Work required — Lines in the data below that contain the word "reject" are to be copied.
───── Data listing ─────
Issue #880, opened 2014-10-06
Optimize workers implementation


es128:
Use `child_process.spawn` with stdio pipes.

Stop using `.send` methods, especially for compilation results, [as they are synchronous/blocking](http://nodejs.org/api/child_process.html#child_process_child_send_message_sendhandle). And stop using `cluster`, as this isn't really what it is intended for, therefore adding unneeded bloat.

Also explore getting child processes launched earlier, before all the config normalization. Look for opportunities to reduce duplicated start-up work, etc

PR #1220, opened 2016-03-05
Simpler workers

goshakkk:
Previous workers implementation is overly complex and does not work on Brunch 2.x.

They worked by running full-featured brunch instance in every worker. Besides the added complexity, this approach also won't work with deppack, since it needs to store the dependency graphs of all files in one place.

This PR will introduce a simpler implementation of workers. All deppack caches and most of brunch logic will be run inside the main process. The workers are going to handle compilation/linting and optimization. The master will send them the data and they will just call the needed plugins on that, and send the result back.

Workers functionality is opt-in and requires you to pass a CLI option `-J <num>`. It *is* better than storing that in the config, because number of workers that yield the speed increase depends on each machine, it's number of cores, so it doesn't belong to the config.

On one of our apps that takes about 15s to compile on 2.4.2, and 25s to compile production (uglified) build on 2.4.2.

With 2 workers, on a dual-core macbook, the dev build is 12s and production one is 20s (so, **~20%** increase).

To reference #880:

* pipes would not provide much benefit compared to `[cp/process].send` (which is also async in node 5)
* it's not like any tangible amount of time is spent in IPC, maybe 200-400ms tops in the before-mentioned app (2-4%), so probably shouldn't be our priority when optimizing
* cluster is not used anymore

Reducing duplicate config load work (which takes maybe a second on that app) is not possible because:

1. node doesn't have threads and shared memory, so the children have to themselves process the config... **or**
2. the master process could send the loaded config to all of its children, after it's been loaded, but it can't, because the config is more than just JSON, it contains closed functions and such in the exports, so we can't just serialize it

The work to be done is to further look how we can achieve a close to 50% increase with 2 cores.

The available options would be to either:

* merge this, update the docs about this new functionality, mentioning it's *experimental*, and incrementally introduce performance optimizations (aka what we did with deppack); or
* wait until it's perfect

---

- [x] squash commits
- [x] properly terminate the process with children on `brunch build`
- [x] handle brunch restarts so that workers could be used for `watch`
- [x] remove remains of 1.8.x workers
- [x] handle errors in workers
- [x] update docs
- [x] make sure `onCompile` still works
- [x] get rid of a global (use a mediator?)
- [x] pass source map to optimizers
- [x] ensure production builds work as they should


lib/application.js
```diff
@@ -520,6 +520,19 @@ exports.loadConfig = (persistent, opts) => {
       .then(deepFreeze);
 };
 
+// workerk don't need default server, deprecation warnings, or package manager support
+exports.loadConfigWorker = (persistent, opts) => {
```
goshakkk: It's like 300ms faster on our app than `loadConfig` due to dropped unneeded steps

lib/commands.js
```diff
@@ -30,6 +30,7 @@ program.command('build [path]')
   .option('-e, --env [setting]', 'specify a set of override settings to apply')
   .option('-p, --production', 'same as `--env production`')
   .option('-d, --debug [pattern]', 'print verbose debug output to stdout')
+  .option('-J, --parallel [num]', 'parallelize the build')
```
goshakkk: Only in `build` for now

lib/fs_utils/generate.js
```diff
@@ -122,12 +122,21 @@ const runOptimizer = (optimizer, params) => {
...
+  const _optimize = () => {
+    return helpers.promisifyPlugin(1, optimizer.optimize)
+      .apply(optimizer, optimizerArgs);
+  };
+
+  const scheduleOptimize = () => {
+    return global.wrkr.schedule('optimize', {optimizer: optimizer.constructor.brunchPluginName, params: {data,path}})
+  };
+
+  return (global.wrkr ? scheduleOptimize : _optimize)()
```
goshakkk: Choose between original implementation and scheduling a worker job, depending on whether workers are enabled

lib/fs_utils/pipeline.js
```diff
@@ -164,20 +176,20 @@ exports.pipeline = (path, linters, compilers, fileList) => {
...
     };
 
     return cachedRead(path).then(path => {
       return Promise.resolve(path);
     }, (err) => {
       return Promise.reject(prepareError('Read', err));
-    }).then(callLinters)
-      .then(callCompilers)
-      .then(deppack.exploreDeps(fileList));
+    }).then(global.wrkr ? scheduleCompile : _compileAndLint).then(deppack.exploreDeps(fileList));
```
goshakkk: Same

lib/fs_utils/write.js
```diff
@@ -131,17 +131,13 @@ const write = (fileList, config, joinConfig, optimizers, startTime) => {
...
-      return Promise.reject(err);
-    });
+  const gen = file => {
+    return generate(file.path, file.sourceFiles, config, optimizers);
   };
 
   return Promise.resolve(changed)
     .then(changedFiles => {
-      return changedFiles.reduce(reduceGenerator, Promise.resolve());
+      return Promise.all(changedFiles.map(gen));
```
goshakkk: We need this so that optimizations are actually run in parallel, not in sequence... otherwise, there would be no gain in parallelizing these

lib/plugins.js
```diff
@@ -230,7 +230,7 @@ exports.init = (config, onCompile) => {
   const teardownBrunch = () => {
     teardowners.forEach(plugin => plugin.teardown());
   };
-  if (worker.isWorker) {
+  if (false && worker.isWorker) {
```
goshakkk: Previous worker implementation disabled...

lib/watch.js
```diff
@@ -270,7 +275,8 @@ class BrunchWatcher {
       // exit process with correct exit code.
       if (!config.persistent) {
         watcher.close();
-        worker.close();
+        setTimeout(() => notAFunction(), 10); // for some reason, the process won't exit until crashed even if each child process is killed...
```
goshakkk: :imp:

lib/worker-manager.js
```diff
@@ -0,0 +1,89 @@
+'use strict';
+const child_process = require('child_process');
+const events = require('events');
+const debug = require('debug')('brunch:workers');
+
+const workerFile = `${__dirname}/workeryo.js`;
```
goshakkk: needs a rename

lib/worker-manager.js
```diff
@@ -0,0 +1,89 @@
...
+  constructor(persistent, options, config) {
+    this.jobs = [];
+    this.workers = [];
+    this.pending = {};
+    this.free = [];
+    this.events = new events;
+    this.options = options;
+    this.config = config;
+
+    const num = typeof options.parallel === 'string' ? parseInt(options.parallel) : require('os').cpus().length;
```
goshakkk: Using `os.cpus.length` is not always reliable. On some newer macbooks, OS X reports double the original number of cores because "hyper threading", however, I've found that 4 workers are actually way slower than 2 on my macbook. There doesn't seem to be a way to get the real number of cores, so it's better to always pass `-J num`

lib/worker-manager.js
```diff
@@ -0,0 +1,89 @@
...
+    debug(`Spinning ${num} workers`);
+    for (let i = 0; i < num; i++) {
+      this.fork();
+    }
+
+    setInterval(() => this.sendMessage(), 1);
```
goshakkk: Try to send a first message from the queue to any available worker

lib/worker-manager.js
```diff
@@ -0,0 +1,89 @@
...
+    const options = Object.assign({}, this.options, {parent: null});
+    // pass parsed options to not make each worker parse the options
+    const workerEnv = {BRUNCH_OPTIONS: JSON.stringify(options)};
+    const env = Object.assign({}, process.env, workerEnv);
+    const wrk = child_process.fork(workerFile, {env});
+    const events = this.events;
+    const free = this.free;
+    let idx;
+    wrk.on('message', function(msg) {
+      if (msg === 'ready') {
```
goshakkk: Means worker already loaded the config and is ready to process jobs

lib/worker-manager.js
```diff
@@ -0,0 +1,89 @@
...
+        list.push(this);
+        idx = list.indexOf(this);
+        pending[idx] = false;
+      } else {
+        const id = pending[idx];
+        pending[idx] = false;
+        events.emit(id, msg);
```
goshakkk: Process a reply from worker, mark the worker as non-busy

lib/commands.js
paulmillr: Let's remove a CLI flag. That should be specified in configs. Let's keep CLI simple.

goshakkk: > It is better than storing that in the config, because number of workers that yield the speed increase depends on each machine, it's number of cores, so it doesn't belong to the config.

So why do you think it belongs in config? It's **machine dependent**, not so much **project dependent**, after all. It should be in the config. Some machines would be better off with no worker, some with 2, some with 4...

*(Make does it this way, [too](https://www.gnu.org/software/make/manual/html_node/Parallel.html))*

goshakkk:
@paulmillr take a look

es128:
Have you perf tested this? I eventually realized after my initial experiment with this was that the primary fatal flaw in what I had put together was using `process.send()` on the compiled results which you appear to still be doing. `process.send()` is a blocking sync operation (at least it was at the time) and passing around objects of that size made the performance worse the larger the project (where you'd expect to see the most perf gain from parallelism). I originally thought it was just the initial penalty from having to re-process the config and stuff like that, but that's not the most substantial problem.

Play with it and see if you can find circumstances where using this boosts speed. Better with larger projects than just plain skeletons.

The solution to the problem I've just described that I think merits looking into is to use streaming stdio interfaces to communicate between the processes and avoid `process.send()` for anything more than trivial signals (or perhaps avoid it altogether).

goshakkk:
@es128 as I've stated in the PR description,

> pipes would not provide much benefit compared to [cp/process].send **(which is also async in node 5)**
it's not like any tangible amount of time is spent in IPC, maybe 200-400ms tops in the before-mentioned app (**2-4%**), so probably shouldn't be our priority when optimizing

Pipes with streamed IO however will introduce much more complexity for no feasible benefit, even if it made IPC take zero time (which it, admittedly, will not)

---

> Have you perf tested this?

If you read into the PR description, the answer to that would be an apparent yes.

> On one of our apps that takes about 15s to compile on 2.4.2, and 25s to compile production (uglified) build on 2.4.2.
> With 2 workers, on a dual-core macbook, the dev build is 12s and production one is 20s (so, **~20% increase**).

--- 

>  I originally thought it was just the initial penalty from having to re-process the config and stuff like that, but that's not the most substantial problem.

For the reference, on the said app, the config takes about a second to parse and such, the optimized config load function for workers made it 200-300ms less. As explained in the PR, there doesn't seem to be a way to avoid that completely, unfortunately.

es128:
I apologize. You're right, I didn't read through everything you had written. Just skimmed very quickly and jumped straight to the code to look for `process.send`. Didn't remember I had written #880.

Good work, looks like you've done a thorough job here.

> With 2 workers, on a dual-core macbook, the dev build is 12s and production one is 20s (so, ~20% increase).

Any experiments with greater numbers of workers?

goshakkk:
@es128 on a dual-core machine, more workers lead to a decline in speed boost. 3 is slower than 2 (13-13.5ms instead of 12s); 4 were on par with no workers at all (15s). In general, # of workers should equal to the number of cores, tops.

goshakkk:
I don't have a machine with more cores to see how that'd improve speed

es128:
Interesting, thanks. I've heard anecdotal references that for server applications using `cluster` some people have found via load testing that the ideal number of workers was slightly less than 2x cores. Probably highly dependent on various factors in system architecture and the application itself.

lib/fs_utils/generate.js
```diff
@@ -122,14 +123,23 @@ const runOptimizer = (optimizer, params) => {
...
+
+  return (mediator.wrkr ? scheduleOptimize : _optimize)()
     .then(optimized => {
       const isObj = toString.call(optimized) === '[object Object]';
       const optimizedCode = isObj ? optimized.data : optimized;
       const optimizedMap = isObj ? optimized.map : null;
+
       let newMap;
-      if (optimizedMap != null) {
+      if (optimizedMap != null && false) {
```
paulmillr: wut

goshakkk: A debugging leftover. Just removed it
─────
The completed task —
       return Promise.reject(prepareError('Read', err));
-      return Promise.reject(err);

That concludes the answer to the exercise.